Deploy an agent using deploy()

You can use the deploy() API to deploy your agents either for developing your agents or for deploying your production-ready agents. Only agents registered in Unity Catalog are able to be deployed using deploy().

The deploy() API does the following:

  • Creates CPU model serving endpoints for your agent that can be integrated into your user-facing application. These endpoints are created using Model Serving, so you can invoke them to get responses from the agent and collect feedback from the Review App UI.

    • Authentication credentials are automatically passed to all Databricks-managed resources required by the agent.

    • If you have resource dependencies that are not Databricks-managed, for example using Pinecone, you can pass in environment variables with secrets to the deploy() API. See Configure access to resources from model serving endpoints.

  • Enables the Review App for your agent. The Review App allows your stakeholders to chat with the agent and give feedback using the Review App UI.

  • Logs every request to the Review App or REST API such as query requests and responses and intermediate trace data to an inference table from MLflow Tracing.

Note

Deployments can take up to 15 minutes to complete. Raw JSON payloads take 10 - 30 minutes to arrive, and the formatted logs are processed from the raw payloads about every hour.


from databricks.agents import deploy
from mlflow.utils import databricks_utils as du

deployment = deploy(model_fqn, uc_model_info.version)

# query_endpoint is the URL that can be used to make queries to the app
deployment.query_endpoint

# Copy deployment.rag_app_url to browser and start interacting with your RAG application.
deployment.rag_app_url

Agent-enhanced inference tables

The deploy() creates three inference tables for each deployment to log requests and responses to and from the agent serving endpoint.

Table

Example Unity Catalog table name

What is in each table

Payload

{catalog_name}.{schema_name}.{model_name}_payload

Raw JSON payloads

Payload request logs

{catalog_name}.{schema_name}.{model_name}_payload_request_logs

Formatted request and responses, MLflow traces

Payload assessment logs

{catalog_name}.{schema_name}.{model_name}_payload_assessment_logs

Formatted feedback, as provided in the Review App, for each request

Request log and assessment log tables

Two additional tables are generated automatically from the above payload inference tables: request logs and assessment logs. Users can expect the data to be in these tables within an hour of interacting with their deployment.

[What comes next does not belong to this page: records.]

PR #4303, opened 2023-02-03
Currency update fix

SchrodingersGat:
Fixes small bug introduced in https://github.com/inventree/InvenTree/pull/4300

<a href="https://gitpod.io/#https://github.com/inventree/InvenTree/pull/4303"></a>

### DIFF
--- a/InvenTree/common/api.py
+++ b/InvenTree/common/api.py
@@ -154,7 +154,7 @@ class CurrencyRefreshView(APIView):
 
         from InvenTree.tasks import update_exchange_rates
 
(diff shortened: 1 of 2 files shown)


matmair (approved):
Suggestion: Should we check some how that calling the endpoint actually results in currencies being updated? Seeing that we already had a problem with it once.

SchrodingersGat:
@matmair yep I was just trying to figure out what the test would look like :)

matmair (approved):
Lgtm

The following shows the schema for the request logs table.

Column name

Type

Description

client_request_id

String

Client request ID, usually null.

databricks_request_id

String

Databricks request ID.

date

Date

Date of request.

timestamp_ms

Long

Timestamp in milliseconds.

timestamp

Timestamp

Timestamp of the request.

status_code

Integer

Status code of endpoint.

execution_time_ms

Long

Total execution milliseconds.

conversation_id

String

Conversation id extracted from request logs.

request

String

The last user query from the user’s conversation. This is extracted from the RAG request.

response

String

The last response to the user. This is extracted from the RAG request.

request_raw

String

String representation of request.

response_raw

String

String representation of response.

trace

String

String representation of trace extracted from the databricks_options of response struct.

sampling_fraction

Double

Sampling fraction.

request_metadata

Map[String, String]

A map of metadata related to the model serving endpoint associated with the request. This map contains the endpoint name, model name, and model version used for your endpoint.

schema_version

String

Integer for the schema version.

The following is the schema for assessment logs.

Column name

Type

Description

request_id

String

Databricks request ID.

step_id

String

Derived from retrieval assessment.

source

Struct

A struct field containing the information on who created the assessment.

timestamp

Timestamp

Timestamp of request.

text_assessment

Struct

A struct field containing the data for any feedback on the agent’s responses from the review app.

retrieval_assessment

Struct

A struct field containing the data for any feedback on the documents retrieved for a response.

Get deployed applications

The following shows how to get your deployed agents.

from databricks.agents import list_deployments, get_deployments

# Get the deployment for specific model_fqn and version
deployment = get_deployments(model_name=model_fqn, model_version=model_version.version)

deployments = list_deployments()
# Print all the current deployments
deployments